Gaji ke-13 merupakan pendapatan tambahan di luar gaji bulanan yang diberikan pemerintah sebagai bentuk dukungan terhadap kebutuhan pegawai dan pensiunan. Besaran yang diterima masing-masing penerima berbeda, tergantung jabatan, masa kerja, serta komponen penghasilan yang melekat.
Secara umum, gaji ke-13 terdiri atas gaji pokok, tunjangan keluarga, tunjangan pangan, tunjangan jabatan atau tunjangan umum, serta tunjangan kinerja.
Dalam Pasal 2 PP Nomor 9 Tahun 2026 disebutkan bahwa penerima gaji ke-13 meliputi Pegawai Negeri Sipil (PNS), calon PNS, Pegawai Pemerintah dengan Perjanjian Kerja (PPPK), anggota TNI dan Polri, pejabat negara, pensiunan, penerima pensiun, serta penerima tunjangan.
Namun, terdapat dua kategori ASN yang tidak berhak menerima gaji ke-13, yakni ASN yang sedang menjalani cuti di luar tanggungan negara dan ASN yang sedang ditugaskan di luar instansi pemerintah dengan gaji dibayarkan oleh instansi tempat penugasan.
Berdasarkan lampiran PP Nomor 9 Tahun 2026, besaran maksimal gaji ke-13 bagi pimpinan dan anggota lembaga non-struktural mencapai Rp31.474.800 untuk jabatan ketua atau kepala, Rp29.665.400 untuk wakil ketua, serta Rp28.104.300 untuk sekretaris dan anggota.
Sementara itu, pegawai non-ASN pada lembaga non-struktural setara eselon I menerima maksimal Rp24.886.200, eselon II sebesar Rp19.514.300, eselon III sebesar Rp13.842.300, dan eselon IV sebesar Rp10.612.900.
Untuk pegawai non-ASN di instansi pemerintah dan perguruan tinggi negeri, besaran gaji ke-13 disesuaikan dengan tingkat pendidikan dan masa kerja.

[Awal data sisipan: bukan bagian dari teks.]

PR #32496, opened 2024-12-31
FIX units used scale and scale is an integer

hregis:


erikvanberkum:
@hregis this is not fixing it for me. The fix needs to be applied to: public function update($id, $user, $notrigger = 0, $action = 'update', $updatetype = false) your fix is applied to the public function fetch($id = 0, $ref = '', $ref_ext = '', $barcode = '', $ignore_expression = 0, $ignore_price_load = 0, $ignore_lang_load = 0)

Can you check

hregis:
@erikvanberkum @eldy This first fix allows not to lose the value selected in the "selectMeasuringUnits()" function when the value is empty ("scale" field of the measurement units dictionary)
A deep correction would be needed because the processing of these measurement units were treated as strings while they are integers.

PR #32505, opened 2025-01-02
FIX send email to assigned user on ticket create

ghost:
# FIX send email to assigned user on ticket create
Fixed send email to assigned user. This is a backport of #31928


rycks (approved):
ok for me, thanks for the contrib, that's in prod on my dolibarr :)

PR #29212, opened 2024-04-03
Add entity to bookcal

G-ladal:
# New prepare DB for bookcal compatibility with multicompany
Core database miss "entity" for bookcal tables, it will allow compatibility with MC (in following pushes).

PR #32513, opened 2025-01-03
FIX: allow bookcal display on calendar list

G-ladal:
disable checks on "filtert" (default does not allow bookcal from other entities)
fix : add check on entites for bookcals

# FIX bookcal : FIX : check on entities + not displaying calendar if multicompany ON
In multicompany context, we have to check on entities so only display shared agenda/bookcal AND have to disable checks on "filtert" (default only allow bookcal from same user, but is not altered by bookcal)

### DIFF
--- a/htdocs/bookcal/availabilities_list.php
+++ b/htdocs/bookcal/availabilities_list.php
@@ -263,6 +263,9 @@ $sql = preg_replace('/,\s*$/', '', $sql);
 $sqlfields = $sql; // $sql fields to remove for count total
 
 $sql .= " FROM ".MAIN_DB_PREFIX.$object->table_element." as t";
+if ($object->ismultientitymanaged == 1  || $object->ismultientitymanaged != '') { // value is fk_bookcal_calendar@bookcal_calendar
+ 	$sql .= ", ".MAIN_DB_PREFIX."bookcal_calendar as bc";
+}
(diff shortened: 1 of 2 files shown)


G-ladal:
phpstan error on code i didn't change, I can correct it if someone can pin to a standard correction (cast?)

hregis:
Module builder add more and more code with no sense !! getEntity($object->element) doesn't make sense, object is "availabilities" and "bookcal_availabilities" table has no entity field !!

hregis:
@eldy ce n'est que mon opinion, mais un module fait avec Module Builder et qu'on veut intégrer a Dolibarr devrait être nettoyé, voir réécrit correctement !

G-ladal:
> @eldy ce n'est que mon opinion, mais un module fait avec Module Builder et qu'on veut intégrer a Dolibarr devrait être nettoyé, voir réécrit correctement !

i just don't have time to clean/recreate it from scratch, so try fixing what i can for my own needs ! (working in production env)

G-ladal:
> Module builder add more and more code with no sense !! getEntity($object->element) doesn't make sense, object is "availabilities" and "bookcal_availabilities" table has no entity field !!

it doesn't but bookcal_calendar have it, see my old PR (and Eldy comments) on it : #29212

G-ladal:
fixed : $object->element to 'calendar', in getEntity

PR #32515, opened 2025-01-03
FIX ODT substitution when many HTML tags in string

thomas-Ngr:
# FIX ODT substitution : if a string contains many times the same HTML tag, only the first opening tag and the last closing tag are used.

## To reproduce : 

- create a translation string containing two times the same HTML tag, : `I <b>contain</b> two <b>bold</b> tags`
two_strong_tags_string

- create an ODT template with this translation string and upload it for any object
two_strong_tags_tempalte

- generate the ODT
- see that the string is incorrectly rendered
two_strong_tags_result

This PR fixes this behavior and adds a test to lock the correct behavior.

As a side enhancement, the PR reverses the orders of parameters in test assertEquals() method since they were not in the right order.

### DIFF
--- a/htdocs/includes/odtphp/odf.php
+++ b/htdocs/includes/odtphp/odf.php
@@ -46,8 +46,8 @@ class Odf
 	public $userdefined=array();
 
 	const PIXEL_TO_CM = 0.026458333;
-	const FIND_TAGS_REGEX = '/<([A-Za-z0-9]+)(?:\s([A-Za-z]+(?:\-[A-Za-z]+)?(?:=(?:".*?")|(?:[0-9]+))))*(?:(?:\s\/>)|(?:>(.*)<\/\1>))/s';
-	const FIND_ENCODED_TAGS_REGEX = '/&lt;([A-Za-z]+)(?:\s([A-Za-z]+(?:\-[A-Za-z]+)?(?:=(?:".*?")|(?:[0-9]+))))*(?:(?:\s\/&gt;)|(?:&gt;(.*)&lt;\/\1&gt;))/';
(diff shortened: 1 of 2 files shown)


htdocs/includes/odtphp/odf.php
```diff
@@ -46,8 +46,8 @@ class Odf
 	public $userdefined=array();
 
 	const PIXEL_TO_CM = 0.026458333;
-	const FIND_TAGS_REGEX = '/<([A-Za-z0-9]+)(?:\s([A-Za-z]+(?:\-[A-Za-z]+)?(?:=(?:".*?")|(?:[0-9]+))))*(?:(?:\s\/>)|(?:>(.*)<\/\1>))/s';
-	const FIND_ENCODED_TAGS_REGEX = '/&lt;([A-Za-z]+)(?:\s([A-Za-z]+(?:\-[A-Za-z]+)?(?:=(?:".*?")|(?:[0-9]+))))*(?:(?:\s\/&gt;)|(?:&gt;(.*)&lt;\/\1&gt;))/';
+	const FIND_TAGS_REGEX = '/<([A-Za-z0-9]+)(?:\s([A-Za-z]+(?:\-[A-Za-z]+)?(?:=(?:".*?")|(?:[0-9]+))))*(?:(?:\s\/>)|(?:>(((?!<\1>).)*)<\/\1>))/s';
+	const FIND_ENCODED_TAGS_REGEX = '/&lt;([A-Za-z]+)(?:\s([A-Za-z]+(?:\-[A-Za-z]+)?(?:=(?:".*?")|(?:[0-9]+))))*(?:(?:\s\/&gt;)|(?:&gt;(((?!&lt;\1&gt;).)*)&lt;\/\1&gt;))/';
```
rycks, line 50: note, FIND_ENCODED_TAGS_REGEX seems to be never used into all dolibarr source code, maybe a code cleanup @eldy to simplify the code ?

lvessiller-opendsi (approved):

htdocs/includes/odtphp/odf.php
eldy: cleaning code is a question related to develop branch (may be a cleanup is ok for develop, i don't know) but question is not relevant for v18.

PR #32520, opened 2025-01-04
FIX clean unique extrafields when create product combination

hregis:


hregis:
@eldy @mdeweerd maybe exclude "includes" directory for this pre-commit check ? this is external libraries

frederic34:
https://github.com/Dolibarr/dolibarr/pull/32522

hregis:
@frederic34 thank you !

mdeweerd:
Ignoring errors is not my recommended approach, especially in this case.

The issue occurs in pre-commit because it happens during the linting step which is the 'php' executable checking the php files for syntax.

{0D329E1E-711D-4C29-B0FB-F1EC540518C7}

So it's not about higher level incompatibilities but about language incompatibilities.

Therefore, we should be thankful for this notice and not ignore it, but fix it.  Either by adjusting the code or by upgrading the module.

Ignoring all the includes here is preventing the flow from detecting that the includes are really outdated to comply with the range of PHP versions that dolibarr wants to support.

PR #32522, opened 2025-01-04

frederic34:
it seems we can't choose to execlude `includes` dir

### DIFF
--- a/.pre-commit-config.yaml
+++ b/.pre-commit-config.yaml
@@ -154,6 +154,7 @@ repos:
           ]
         pass_filenames: false # Run on all files
       - id: php-lint
+        stages: [manual]
       - id: php-stan
         stages: [manual]
         files: \.(php)$
--- a/.pre-commit-config.yaml
+++ b/.pre-commit-config.yaml
@@ -154,7 +154,8 @@ repos:
           ]
         pass_filenames: false # Run on all files
       - id: php-lint
-        stages: [manual]
+        exclude:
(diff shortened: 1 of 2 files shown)


mdeweerd:
As explained in https://github.com/Dolibarr/dolibarr/pull/32520#issuecomment-2571283835 , I do not recommend ignoring the the lint step.

EDIT: and the php-lint step does allow to exclude specific files or even directories - exclusions are specified as a regex - there are other examples in the pre-commit configuration;

frederic34:
I agree, it was to avoid CI fails for other PR

frederic34:
for curly brace in tcpdf it's fixed since Feb 2020 in official lib 

https://github.com/tecnickcom/TCPDF/commit/c09bef348d0d6e853b473b76f5dd2d00f07b2488#diff-43dfa6c00b99a4d77d8408e159baef42325b773421d4aa45066b57c329727c13

frederic34:
in branch 20.0 it's 6.3.2 with curly braces... in develop it's 6.7.5
need to check var_dumper lib

mdeweerd:
Ok, I thought this was about the dev branch.
This probably occurred after the automatic change of the runner image to ubuntu24.04.1 - maybe it should be forced to the previous LTS or we should setup the desired php version in the flow.

frederic34:
the problem occur in dev branch vwith symfony/var-dumper

mdeweerd:
This was only for 20.0 but propagated to develop!

PR #32523, opened 2025-01-04
FIX $this->origin_object can not be instanceof CommandeFournisseur if it is already an instanceof CommonObject

hregis:


htdocs/reception/class/reception.class.php
```diff
@@ -729,11 +729,7 @@ public function getStatusDispatch()
 				$this->fetch_origin();
 				if ($this->origin_object instanceof CommonObject && empty($this->origin_object->lines)) {
 					$res = $this->origin_object->fetch_lines();
-					if ($this->origin_object instanceof CommandeFournisseur) {
-						$this->commandeFournisseur = $this->origin_object;	// deprecated
-					} else {
-						$this->commandeFournisseur = null;	// deprecated
-					}
+					$this->commandeFournisseur = null;	// deprecated
```
eldy, line 732: What if $this->origin_object is a CommandeFournisseur object ?

hregis:
@eldy ready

Nominal tertinggi tercatat sebesar Rp9.050.500 bagi pegawai berpendidikan S2 atau S3 dengan masa kerja lebih dari 20 tahun.
PT Taspen (Persero) menyampaikan bahwa pencairan gaji ke-13 bagi pensiunan ASN mulai dilakukan pada 2 Juni 2026 melalui 46 mitra bayar yang tersebar di seluruh Indonesia.
Pemerintah mengimbau para penerima untuk memantau rekening masing-masing atau berkoordinasi dengan bagian keuangan instansi guna memastikan proses pencairan berjalan sesuai jadwal.